Using single cell analyses in CAR-Treg
development
After confirming successful gene editing, the next
step is to investigate cellular heterogeneity, which
can dramatically impact therapeutic efficacy
and consistency. “Single cell analyses are key to
developing and validating any kind of cell therapy,”
said Ferreira. “For CAR Tregs in particular, it is key to
perform single cell techniques to accurately trace
Treg stability, cytokine production, and receptor
expression, as Tregs are known to be heterogeneous.”

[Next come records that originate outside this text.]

PR #3995, opened 2018-11-07
Charlesmchen/typing indicators vs self

charlesmchen-signal:
PTAL @michaelkirk


SignalServiceKit/src/Messages/OWSMessageManager.m
```diff
@@ -667,6 +667,10 @@ - (void)handleIncomingEnvelope:(SSKProtoEnvelope *)envelope
         OWSFailDebug(@"typingMessage has invalid timestamp.");
         return;
     }
+    NSString *localNumber = self.tsAccountManager.localNumber;
+    if ([localNumber isEqualToString:envelope.source]) {
+        OWSLogVerbose(@"Ignoring typing indicators from self or linked device.");
```
michaelkirk-signal: I think we're missing a `return`?

charlesmchen-signal: Done. 

I can't test yet. ¯\_(ツ)_/¯

PR #3996, opened 2018-11-07
Display caption indicators for media albums in conversation view.

charlesmchen-signal:
PTAL @michaelkirk 

img_0141


Signal/src/ViewControllers/ConversationView/Cells/MediaGalleryCellView.swift
```diff
@@ -142,11 +146,39 @@ public class MediaGalleryCellView: UIStackView {
                 moreLabel.autoCenterInSuperview()
             }
         }
+
+        for itemView in itemViews {
+            guard !moreItemViews.contains(itemView) else {
```
michaelkirk-signal: TIOLI: Since we're skipping everything that's not in `moreItemViews`, would it make more sense to just iterate over the `moreItemViews`?

`for itemView in moreItemViews {`

Signal/src/ViewControllers/ConversationView/Cells/MediaGalleryCellView.swift
```diff
@@ -142,11 +146,39 @@ public class MediaGalleryCellView: UIStackView {
...
+            }
+            guard caption.count > 0 else {
+                continue
+            }
+            guard let icon = UIImage(named: "media_album_caption") else {
+                owsFailDebug("Couldn't load icon.")
+                continue
+            }
+            let iconView = UIImageView(image: icon.withRenderingMode(.alwaysTemplate))
+            iconView.tintColor = .ows_white
```
michaelkirk-signal: How does this look over a white image? I wonder if it'd be better to have an asset with a built in shadow, but that might be more a question for @myles-signal

Signal/src/ViewControllers/ConversationView/Cells/MediaGalleryCellView.swift
charlesmchen-signal: It's the opposite.  We're skipping everything that's _IN_ `moreItemViews`.

Signal/src/ViewControllers/ConversationView/Cells/MediaGalleryCellView.swift
charlesmchen-signal: I was going to ask Myles the same thing.  I've added it to the media album Qs card so you can track his answer.

PR #4003, opened 2018-11-07
album gallery view

michaelkirk-signal:
Adapts our gallery views (page view and tile view) to support the new multi-attachment schema.

The gist is that the galleries are now "attachment" based, not "message" based. 

To achieve this, attachment's now maintain a back-reference to their messageId, and everything else is a consequence of that.

No screenshots since there's no visual changes here.

PTAL @charlesmchen-signal


Signal/src/ViewControllers/ConversationView/ConversationViewController.m
```diff
@@ -1647,16 +1647,18 @@ - (void)handleFailedDownloadTapForMessage:(TSMessage *)message
...
-                                                    networkManager:self.networkManager];
-    [processor fetchAttachmentsForMessage:message
-        primaryStorage:self.primaryStorage
-        success:^(NSArray<TSAttachmentStream *> *attachmentStreams) {
-            OWSLogInfo(@"Successfully redownloaded attachment in thread: %@", message.thread);
-        }
-        failure:^(NSError *error) {
-            OWSLogWarn(@"Failed to redownload message with error: %@", error);
-        }];
+        [[OWSAttachmentsProcessor alloc] initWithAttachmentPointers:@[ attachmentPointer ]];
```
charlesmchen-signal: Huh, I've been touching this too.

Signal/src/ViewControllers/MediaGalleryViewController.swift
```diff
@@ -39,13 +39,13 @@ public class MediaGalleryItem: Equatable, Hashable {
...
     public static func == (lhs: MediaGalleryItem, rhs: MediaGalleryItem) -> Bool {
-        return lhs.message.uniqueId == rhs.message.uniqueId
+        return lhs.attachmentStream.uniqueId == rhs.attachmentStream.uniqueId
     }
 
     // MARK: Hashable
 
     public var hashValue: Int {
-        return message.hashValue
+        return attachmentStream.hashValue
```
charlesmchen-signal: `attachmentStream.uniqueId.hashValue`?

SignalServiceKit/src/Devices/OWSRecordTranscriptJob.m
```diff
@@ -78,25 +78,27 @@ - (void)runWithAttachmentHandler:(void (^)(NSArray<TSAttachmentStream *> *attach
...
                                                       quotedMessage:transcript.quotedMessage
                                                        contactShare:transcript.contact];
 
+    NSArray<TSAttachmentPointer *> *attachmentPointers =
+        [TSAttachmentPointer attachmentPointersFromProtos:transcript.attachmentPointerProtos
+                                             albumMessage:outgoingMessage];
+    for (TSAttachmentPointer *pointer in attachmentPointers) {
+        [pointer saveWithTransaction:transaction];
+        [outgoingMessage.attachmentIds addObject:pointer.uniqueId];
+    }
```
charlesmchen-signal: The conflicts here should be straightforward to resolve.

SignalServiceKit/src/Messages/Interactions/TSInteraction.m
```diff
@@ -98,7 +98,7 @@ - (instancetype)initInteractionWithTimestamp:(uint64_t)timestamp inThread:(TSThr
 {
     OWSAssertDebug(timestamp > 0);
 
-    self = [super initWithUniqueId:nil];
+    self = [super initWithUniqueId:[[NSUUID UUID] UUIDString]];
```
charlesmchen-signal: So these uniqueIds aren't compatible with the uniqueIds returned by `getAndIncrementMessageIdWithTransaction`?  Isn't the an issue?

SignalServiceKit/src/Messages/OWSMessageManager.m
```diff
@@ -1245,14 +1242,6 @@ - (TSIncomingMessage *_Nullable)handleReceivedEnvelope:(SSKProtoEnvelope *)envel
                     return nil;
                 }
 
-                if (body.length == 0 && attachmentIds.count < 1 && !contact) {
-                    OWSLogWarn(@"ignoring empty incoming message from: %@ for group: %@ with timestamp: %lu",
```
charlesmchen-signal: Don't we want to preserve this logic - perhaps in a new location?

charlesmchen-signal:
My only blocking concern is around the uniqueIds?

SignalServiceKit/src/Messages/Interactions/TSInteraction.m
michaelkirk-signal: I'm not sure what you mean by "compatible" they're all strings. 

The issue is that the `incremented id` doesn't get assigned until the item is saved.

But because there is now a circular reference between an interaction and its attachments, we need the id *before* it's been saved.

charlesmchen-signal: If we're going to _sometimes_ use UUIDs for interaction ids, let's migrate to always using them... and remove `getAndIncrementMessageIdWithTransaction`.

michaelkirk-signal: > If we're going to sometimes use UUIDs for interaction ids, let's migrate to always using them... and remove getAndIncrementMessageIdWithTransaction.

SGTM, I'll make that change.

Signal/src/ViewControllers/MediaGalleryViewController.swift
michaelkirk-signal: Yeah, I think that'd make more sense. Updated!

michaelkirk-signal:
> LGTM Although IMO we should remove getAndIncrementMessageIdWithTransaction.

I agree that if we're going to sometimes *not* use it, that we should probably never use it, but I'm inclined to to leave it in for now with an OWSFailDebug, since there are a lot of code paths that go through that method.

charlesmchen-signal:
> I agree that if we're going to sometimes not use it, that we should probably never use it, but I'm inclined to to leave it in for now with an OWSFailDebug, since there are a lot of code paths that go through that method.

But couldn't we replace:
```
 if (!self.uniqueId) {
        self.uniqueId = [OWSPrimaryStorage getAndIncrementMessageIdWithTransaction:transaction];
    }
```
With:
```
 if (!self.uniqueId) {
        self.uniqueId = [[NSUUID UUID] UUIDString]];
    }
```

“As an immunologist, I tend to favor protein
over RNA,” said Ferreira. “Our objects of interest
at the molecular level are often proteins, be it
surface receptors, cytokines, or lineage-defining
transcription factors. Single cell proteomics is thus
key to speeding up [our understanding of] both
the basic biology and the clinical translation of
CAR-Tregs.”

In his research, Ferreira uses single cell proteomics
data to characterize the impact of CAR-mediated
signaling on CAR-Treg survival, stability, and function,
as well as to dissect differences in cellular signaling
between Tregs and conventional T cells. “Using
IsoPlexis, which provides single-cell cytokine data,
we found very clear patterns showing differences not
just between different CAR signaling architectures
in Tregs, but also between Tregs and conventional T
cells activated via the same CAR. This tells us that
all the large number of studies on the impact of
CAR signaling on T cell function do not necessarily
translate to CAR-Tregs.”

Unlocking the potential of CAR-Tregs
When it comes to potential future uses for CAR-Tregs,
Ferreira is full of ideas. “For CAR-Tregs specifically,
I believe that the first application will be in graft-

versus-host disease and organ transplantation. We
know [mismatches in human leukocyte antigens
(HLAs)] are responsible for transplant rejection. So,
one can engineer CAR-Tregs specifically targeting
an HLA allele present in the transplanted organ but
not in the recipient and create tolerance specifically
toward that foreign organ.”

CAR-Tregs also hold more flexibility than conventional
cell therapies when it comes to delivery timing. “For
autoimmune disease, one will only deliver CAR-Tregs
after the disease has been detected.” Ferreira began,
“but in organ transplantation, one could, in theory,
deliver CAR-Tregs before the organ is transplanted.
This can re-educate the patient’s immune system,
creating immune tolerance before the organ goes in.”

Finally, Tregs may go beyond protection to aid with
repair. “Tregs secrete tissue repair molecules,” said
Ferreira. “There are currently clinical trials using
Tregs against amyotrophic lateral sclerosis (ALS), a
neurodegenerative disease affecting motor neurons.
In the future, I predict we will be able to use CAR-
Tregs not only to suppress autoimmunity and prevent
organ rejection, but also to treat inflammation and
aid with wound healing and regeneration.”